§ **ABOUT THIS TASK**
From the line with "- test.yaml" through the line with "Tried rebasing, which", inclusive, return each line of the data below exactly and leave the rest out.
── SUPPLIED DATA ──
PR #13319, opened 2026-06-14
new(tikv.org): distributed transactional KV store (vendored)

tannevaled:
Adds [TiKV](https://tikv.org) — distributed transactional key-value store (CNCF graduated), the storage layer behind TiDB.

## Why vendored
TiKV builds **from a pinned Rust nightly** (`rust-toolchain.toml` → `channel = "nightly-2023-12-28"`) plus a full **RocksDB (C++) + gRPC** compile — a multi-hour, high-RAM build. pantry's `rust-lang.org` only provides stable Rust, so a from-source recipe can't satisfy the pin today. Vendoring PingCAP's official `tikv-server` from the TiUP mirror gives users a working binary now, on all 4 platforms.

Verified on linux/aarch64 (Debian): `tikv-server --version` → 8.5.6.

1. A **date-pinned nightly toolchain** must exist in-pantry — proposed in #13320 (`rust-lang.org/nightly@YYYYMMDD`, vendored from static.rust-lang.org). 
2. Then a from-source `tikv.org` would `build.dependencies: { rust-lang.org/nightly: =20231228, cmake.org: '*' (RocksDB) }` and run the TiKV `Makefile`/`cargo build --release`.
3. Expect a long build (RocksDB) — may need a bumped CI timeout.

Until then, this vendored recipe is the practical path.

### DIFF
--- a/projects/tikv.org/package.yml
+++ b/projects/tikv.org/package.yml
@@ -50,6 +50,10 @@ build:
     # the (1.1-only) SSL_get_peer_certificate symbol.
     OPENSSL_DIR: ${{deps.openssl.org.prefix}}
     OPENSSL_NO_VENDOR: "1"
+    # Build RocksDB/Titan portable (no -msse4.2): the default FORCE_SSE42 is
+    # x86-only and aborts the arm64 cmake, and a distributed binary shouldn't
+    # bake in host CPU features anyway.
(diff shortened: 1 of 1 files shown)


jhheider:
see `crates.io/skim`

PR #13322, opened 2026-06-14
new(x.org/xext): libXext 1.3.7

tannevaled:
Adds **libXext**, the X11 common extensions library — the one remaining gap in pantry's otherwise-complete X.org client stack.

From-source via the standard X.org autotools flow, mirroring the sibling x.org libraries (libXfixes / libXrender / libXrandr). Depends only on libX11 (`x.org/x11`) and xorgproto (`x.org/protocol`).

(Surfaced while packaging PyQt5 #13064: the manylinux Qt wheel dlopens libXext among the rest of the x.org stack.)

### DIFF
--- a/projects/x.org/xext/package.yml
+++ b/projects/x.org/xext/package.yml
@@ -1,0 +1,35 @@
+distributable:
+  url: https://www.x.org/archive/individual/lib/libXext-{{version}}.tar.xz
+  strip-components: 1
+
+versions:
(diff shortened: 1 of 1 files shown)


jhheider:
duplicative of `x.org/exts`, i think.

tannevaled:
You're right — confirmed `x.org/exts` already builds `libXext-{{version}}.tar.gz` with the same deps. Closing as duplicate. Thanks!

PR #13324, opened 2026-06-14
new(atuin.sh): atuin 18.16.1

tannevaled:
Adds **atuin** — a syncing, searchable Ctrl-R shell-history replacement.

Built **from source** via `cargo install --locked --path crates/atuin` (the workspace's binary crate), installing `bin/atuin`. atuin uses edition 2024 and pins a recent `rust-version`, so it needs a current Rust toolchain (`rust-lang.org: '*'` resolves to the newest pantry rust).


jhheider:
upstream requested removal in #5466

PR #13429, opened 2026-06-19
new(gnu.org/plotutils): plotutils 2.6

tannevaled:
Adds **GNU plotutils** — the `graph`, `plot`, `spline`, `ode`, `pic2plot`, `tek2plot`, `plotfont`, `hersheydemo`, `double` utilities plus libplot/libplotter. autotools. Built `--without-x` (drops the whole X11 stack; PS/PNG/SVG/etc. drivers + all 9 CLIs remain). 2-component version -> `{{version.raw}}` in the tarball URL (2.6, not padded 2.6.0). libpng+zlib are real runtime deps (confirmed via `ldd`); C++ libplotter kept (`--enable-libplotter`) so gcc14/libstdcxx on linux. Two source patches needed for a modern toolchain: C++17 rejects `register` in `pic2plot/gram.cc`, and libpng>=1.5 hides `jmpbuf` (use `png_jmpbuf()`). Verified end-to-end on linux/arm64: `graph --version` -> 2.6, PS + PNG output valid.

### DIFF
--- a/projects/gnu.org/plotutils/package.yml
+++ b/projects/gnu.org/plotutils/package.yml
@@ -1,20 +1,29 @@
 distributable:
   url: https://ftp.gnu.org/gnu/plotutils/plotutils-{{version.raw}}.tar.gz
   strip-components: 1
+
 versions:
   url: https://ftp.gnu.org/gnu/plotutils/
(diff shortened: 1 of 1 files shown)


tannevaled:
Closing — gnu.org/plotutils already exists in the pantry; opened in error. No changes intended to the maintained recipe.

PR #13475, opened 2026-06-22
new(github.com/qhull/qhull): qhull 8.0.2

tannevaled:
Qhull — convex hulls / Delaunay / Voronoi. C/CMake. Build dir is `builddir` (source ships a `build/` that a `-B build` clobbers); `CMAKE_POLICY_VERSION_MINIMUM=3.5` for cmake≥4. Pure C (CLI tools link only libm/libc → no libstdcxx). Verified linux/arm64: rbox|qhull on a cube → 8 vertices.


jhheider:
duplicative of `qhull.org`.

PR #13506, opened 2026-06-23
new(github.com/lcn2/calc): calc 3.0.1.0

tannevaled:
Adds **calc** (Landon Curt Noll) — arbitrary-precision C-style interactive calculator. C. The Makefile's install path vars are hardcoded absolutes (not derived from `PREFIX`), so `BINDIR`/`LIBDIR`/`INCDIR`/`CALC_SHAREDIR`/`MANDIR` are each set to `{{prefix}}/…`; readline disabled to keep deps empty. The baked `CALC_SHAREDIR` resolves post-install (PREFIX is the final dir); a `runtime.env CALCPATH` mirrors calc's defaults as belt-and-suspenders. Verified linux/arm64 from a clean dir: `calc -v` → 3.0.1.0, `echo '2+2' | calc -p` → 4, `sqrt(2)` loads a .cal lib.

### DIFF
--- a/projects/github.com/lcn2/calc/package.yml
+++ b/projects/github.com/lcn2/calc/package.yml
@@ -1,0 +1,41 @@
+distributable:
+  url: https://github.com/lcn2/calc/archive/refs/tags/{{version.tag}}.tar.gz
+  strip-components: 1
+
+versions:
+  github: lcn2/calc
+
+provides:
+  - bin/calc
+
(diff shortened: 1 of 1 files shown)


tannevaled:
Withdrawing for now: calc's Makefile fails to build cleanly under the CI toolchain (the calc.usage target can't exec the freshly-built calc against libcalc.so mid-build, Error 127), and GNU bc already covers the basic-calculator need in the pantry. Will revisit if there's interest with a proper fix.

PR #1891, opened 2023-05-10
Test-bench and scripts updates to align to CV32E40P PR ...

pascalgouedo:
[#801](https://github.com/openhwgroup/cv32e40p/pull/801)


cv32e40p/sim/uvmt/Makefile
MikeOpenHWGroup, line 1: Why remove the `CV_SW` variables?

mk/uvmt/uvmt.mk
```diff
@@ -63,6 +63,7 @@ MKDIR_P = mkdir -p
 # Compile compile flags for all simulators (careful!)
 WAVES        ?= 0
 SV_CMP_FLAGS ?= "+define+$(CV_CORE_UC)_ASSERT_ON"
+SV_CMP_FLAGS = ""
```
MikeOpenHWGroup, line 66: Does this mean the assertions are not compiled or used in simulation?

cv32e40p/sim/uvmt/Makefile
pascalgouedo: Because if they are not set in env it puts empty string and nothing works after that.
And the check in Common.mk traps nothing because it is set to empty string.
Removing them here allows the check to work correctly.

cv32e40p/tb/uvmt/uvmt_cv32e40p_imperas_dv_wrap.sv
```diff
@@ -479,8 +479,8 @@ module uvmt_cv32e40p_imperas_dv_wrap
     // rvviRefCsrCompareEnable(hart_id, `CSR_DCSR_ADDR,   RVVI_FALSE);
 
     // rvviRefCsrCompareEnable(hart_id, `CSR_MSTATUS_ADDR,   RVVI_FALSE);
-    void'(rvviRefCsrSetVolatile(hart_id, `CSR_MSTATUS_ADDR          ));
-    rvviRefCsrCompareEnable(hart_id, `CSR_MISA_ADDR,   RVVI_FALSE);
+//  void'(rvviRefCsrSetVolatile(hart_id, `CSR_MSTATUS_ADDR          ));
```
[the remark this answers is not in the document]
pascalgouedo: Done

MikeOpenHWGroup (approved):
(Mostly) looks good to me @pascalgouedo.  It also passes a local CI (sans ImperasDV).

I have made a few comments, but these are not worth gating the merge.  When you have time, please respond to these comments within this PR.  Your answers are mostly just for my information.

mk/uvmt/uvmt.mk
MikeOpenHWGroup: > What is the rule in core-v-verif about those asserts which are inside the some design RTL files?

There is no rule about this, but in general we try to use assertions in both formal and simulation.

PR #1894, opened 2023-05-11
Update cv32e40s csr access test

silabs-krdosvik:
What this PR does:
- update gen_csr_access_test script:
1) make it possible to specify input path for the yaml file
2) make sure we use the m4 yaml file if the m4 flag is on
3) update help/args description 

- cv32e40s_csr_access_test:
1) update the file by using an updated m4 yaml file (https://github.com/openhwgroup/cv32e40s/blob/master/yaml/csr.yaml.m4, will make a PR for this in the cv32e40s repo)

- test.yaml
1) make sure we dont let the compiler optimize the code. The optimization changes the bne instructions to a cm.jt, and consequently generates an infinit loop.

Extra:
Tried rebasing, which almost work (but eventually ended up with a mess). So unless anyone complains about the commits, I will let it be.

This PR is related to another PR in the cv32e40x repo: https://github.com/openhwgroup/cv32e40x/pull/853 (which initially was in the *s repo (https://github.com/openhwgroup/cv32e40s/pull/453))


bin/gen_csr_access_test.py
```diff
@@ -71,11 +74,19 @@
...
     print('{}'.format(args))
 
+
 script_path      = os.path.join(topdir, '{}/vendor_lib/google/riscv-dv/scripts/gen_csr_test.py'.format(args.core.lower()))
-yaml_file_path   = os.path.join(topdir, '{}'.format(args.core.lower()) + '/env/corev-dv/{}'.format(args.core.lower()) + '_csr_template.yaml')
 template_path    = os.path.join(topdir, './bin/templates/csr_access_test_template.S')
 output_yaml_path = ""
 
+if (args.input_yaml_path != None):
+    yaml_file_path   = '{}'.format(args.input_yaml_path.lower())
```
silabs-robin, line 83: Why is there `.lower()` on this?

cv32e40s/sim/uvmt/make
silabs-robin, line 1: Doesn't seem quite right.

silabs-robin (changes requested):

cv32e40s/sim/uvmt/make
silabs-krdosvik: Agreed!

bin/gen_csr_access_test.py
silabs-krdosvik: Original though: because the other path uses lower when handling the core argument. But this is a good point. paths don't necessarily use lower case.

silabs-robin (approved):
Approving based on:
The points in the description makes sense.
The code seems to match those points.
All my feedback has been fixed.

silabs-hfegran (approved):
Approving based on Robins review

PR #1904, opened 2023-05-15
Cv32e40p/dev baoshan add fp tests

dd-baoshan:
Updated fp stream lib and add example tests for extended f and zfinx


dd-baoshan:
branch wrongly selected

PR #1907, opened 2023-05-15
CLIC Vplan - Update vs User Manual v0.9.0

silabs-robin:
This PR updates the CLIC vplan according to the changes highlighted in our internal documentation.

If we don't trust our internal documentation then we could have a thorough look at the CLIC spec diff compared to the last version mentioned in the vplan.
https://github.com/riscv/riscv-fast-interrupt/compare/8675ec9090c2d1cd50fb9960cb7ce9aedb757ebf...master


silabs-hfegran (approved):
Looks good to me, thanks @silabs-robin

PR #1908, opened 2023-05-15
add test of the shadow copy to mcause register

silabs-krdosvik:
Add assertion for the mcause register, and reverse-shift the assertions in the clic assertion files.


silabs-mateilga (approved):
This PR is evidence of a well structured assertion set, as all the work that was necessary is to reuse existing properties. It also makes it very easy to review, and to get right. Approving.

silabs-hfegran (approved):

PR #1909, opened 2023-05-15
Small modifications to regression generation

XavierAubert:
Added an option for cv_regress script to enable check_sim_results for questa CI

I also noticed that the yesorno jinja macro was somehow weird, if the variable is set to False, the macro will convert it to "False" instead of "NO" as I *think* it should be. 

By default, a test is supposed to inherit its configuration from its build, but I added a way to override this behavior if someone wants to, only for questa CI tool first.


MikeOpenHWGroup:
Passes local CI (sans ImperasDV) under Xcelium.

PR #1915, opened 2023-05-17
ISACOV Agent : Integrate the ISACOV Agent in the CVA6 env

AyoubJalali:


cva6/env/uvme/uvme_cva6_cfg.sv
```diff
@@ -129,18 +135,34 @@ class uvme_cva6_cfg_c extends uvma_core_cntrl_cfg_c;
...
-         clknrst_cfg.trn_log_enabled   == 1;
+         clknrst_cfg.trn_log_enabled   == 0;
          axi_cfg.trn_log_enabled       == 1;
+         rvfi_cfg.trn_log_enabled      == 1;
+         isacov_cfg.trn_log_enabled    == 1;
       }
 
       if (cov_model_enabled) {
-         cvxif_cfg.cov_model_enabled == 1;
+         cvxif_cfg.cov_model_enabled  == 0;
```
───
§ **EXERCISE SOLUTION**
- test.yaml
1) make sure we dont let the compiler optimize the code. The optimization changes the bne instructions to a cm.jt, and consequently generates an infinit loop.

Extra:
Tried rebasing, which almost work (but eventually ended up with a mess). So unless anyone complains about the commits, I will let it be.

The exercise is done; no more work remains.